Don Jon: Por que o sexo é melhor que a pornografia?


SPOILER ALERT


“Pornografia é melhor sexo”. É essa a verdade que Don Jon, protagonista do ousado filme “Don Jon”, escrito, dirigido e estrelado por Joseph Gordon-Lewitt, repete para si mesmo. Jon (Joseph Gordon-Lewitt) é um jovem viciado em pornografia e masturbação, sendo que assiste pornô todos os dias. Todavia, ele não é o que os norte-americanos chamam de “loser”. Alto, bonitão e "pegador", Jon é um assíduo frequentador de baladas, quase sempre levando mulheres para cama. Todavia, mesmo fazendo muito sexo, ele insiste que gosta mais do pornô do que do “sexo de verdade”.

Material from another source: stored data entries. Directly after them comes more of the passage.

PR #1079, opened 2021-05-11
deploy_release: on release, publish to pypi/docker

dorianj:
Given a release with a title of `<module_name> <version_number>`, this will push that release to PyPi and docker.

Note that this does not attempt to create the changelog or any of that stuff. That will need to be done by a separate action. This creates a nice modularity boundary, in that this action doesn't care where the release came from (manual or another automated step)


feng-tao:
cc @youngyjd

youngyjd:
Thank you! @dorianj

Issue #1104, opened 2021-05-17
Feature Proposal: Implement Pandas Profiling column statistics extractor


mgorsk1:
Pandas profiling (https://github.com/pandas-profiling/pandas-profiling) is a tool widely used for calculating reports on tables. It returns parsable json reports with quantile/descriptive statistics on column level. This PR proposes to develop `PandasProfilingColumnStatsExtractor` to populate `TableColumnStats` entities.

## Expected Behavior or Use Case

- new extractor exists parsing pandas-profiling reports to TableColumnStats

## Service or Ingestion ETL

- databuilder

## Possible Implementation

- rely on pandas profiling json report to collect metadata

mgorsk1:
cc @sbrugman

PR #1105, opened 2021-05-17
feat: Pandas-Profiling TableColumnStats Extractor

mgorsk1:
### Summary of Changes

Follows-up on https://github.com/amundsen-io/amundsen/issues/1104 and introduces pandas-profiling based column stats extractor.

### Tests

- added `TestPandasProfilingColumnStatsExtractor`

### Documentation

- extended `README.md` with new extractor description

### CheckList


mgorsk1:
cc @sbrugman

databuilder/README.md
```diff
@@ -1172,6 +1172,103 @@ job = DefaultJob(conf=job_config,
...
+```python
+PandasProfilingColumnStatsExtractor.STAT_MAPPINGS = {'max': ('Maximum', float), 'min': ('Minimum', float)}
+```
+
+Complete set of available metrics is defined as DEFAULT_STAT_MAPPINGS attribute of PandasProfilingColumnStatsExtractor.
+
+#### Common usage patterns
+
+As pandas profiling is executed on top of pandas dataframe, it is up to the user to populate the dataframe before running 
+the report calculation (and subsequently the extractor). While doing so remember that it might not be a good idea to run t
```
dorianj, line 1209: the cut in wordwrap?

databuilder/databuilder/extractor/pandas_profiling_column_stats_extractor.py
```diff
@@ -0,0 +1,191 @@
...
+        report = self._load_report()
+
+        variables = report.get('variables', dict())
+        report_time = self.parse_date(report.get('analysis', dict()).get('date_start'))
+
+        for column_name, column_stats in variables.items():
+            for _stat_name, stat_value in column_stats.items():
+                stat_spec = self.stat_mappings.get(_stat_name)
+
+                if stat_spec:
```
dorianj, line 131: when would `stat_spec` be None? I think it might be nice if we threw if the config was incorrectly typed, just to make the failure happen more clearly/faster

dorianj (approved):
This is dope!

databuilder/databuilder/extractor/pandas_profiling_column_stats_extractor.py
mgorsk1: the idea is that users might config this publisher with subset of `DEFAULT_STAT_MAPPINGS` - for instance when only selected metrics available in pandas-profiling are meant to make way to amundsen (in total it's around 31 different metrics for numerical values and 17 for text values - it might be too much for some users). in such case stat_spec will be None - _stat_name is present in pandas-profiling but not desired by user to be extracted.

databuilder/README.md
mgorsk1: good catch, thanks!

databuilder/databuilder/extractor/pandas_profiling_column_stats_extractor.py
mgorsk1: The idea is that users might want to extract only subset of metrics available through pandas-profiling (and defined within `DEFAULT_STAT_MAPPINGS`). if users don't want to extract the kurtosis, although it's available in the report file, it would be absent in `self.stat_mappings` and hence - `stat_spec` would be `None`. So it wouldn't be consider a failure but more like filtering out. In total there are 31 unique metrics for numerical values and 17 for text - it could be too much for some users.

dorianj: ohh, I'm sorry, I read this code too fast and though it was iterating through the stat_mappings, not the source mappings. totally makes sense.

README.md
```diff
@@ -132,20 +132,21 @@ Please visit [Architecture](./docs/architecture.md#architecture) for Amundsen ar
...
+### Table Column Statistics
+
+- [Pandas Profiling](https://pandas-profiling.github.io/pandas-profiling/docs/master/rtd/)
+
 ### Dashboard Connectors
 
 - [Mode Analytics](https://mode.com/)
 - [Redash](https://redash.io/)
 - [Tableau](https://tableau.com/)
+- [Apache Superset](https://superset.apache.org/)
```
feng-tao, line 144: Make it sort?

feng-tao (approved):

README.md
mgorsk1: done

mgorsk1:
thanks @dorianj @feng-tao 🤝

PR #1108, opened 2021-05-17
feat: Implement Feature Tag, Badge, Description and Owner APIs

allisonsuarez:
### Summary of Changes

- Implemented FeatureTagAPI, FeatureBadgeAPI, FeatureDescriptionAPI and FeatureOwnerAPIs
- Changed neo4j proxy behavior to reuse more general methods for owners

### Tests

- Added unit tests for all APIs
- Updated one test based on new behavior for neo4j
- Also manually tested all changes and new behavior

Todo dia Jon faz uma faxina metódica em sua casa, vai à academia fazer musculação e, aos finais de semana, visita a igreja com sua família. Lá faz sua confissão ao padre, e volta e meia vai à balada procurar mulheres. É sempre a mesma coisa, essa é sua rotina. Depois do sexo, o pornô sempre se mostra melhor para ele. 


Um dia, Jon conhece na balada uma bela mulher chamada Barbara (Scarlett Johansson) e se apaixona por ela. Eles começam a namorar e ele faz tudo que ela quer, para mantê-la perto, inclusive adquire hábitos de que ele mesmo não gosta, mas que ela acha bom para ele. Entretanto, na hora do sexo, mesmo loucamente apaixonado, Jon chega à mesma conclusão de sempre: pornô é melhor que sexo. Mas, afinal de contas, por que diabos Jon continua a achar o pornô melhor?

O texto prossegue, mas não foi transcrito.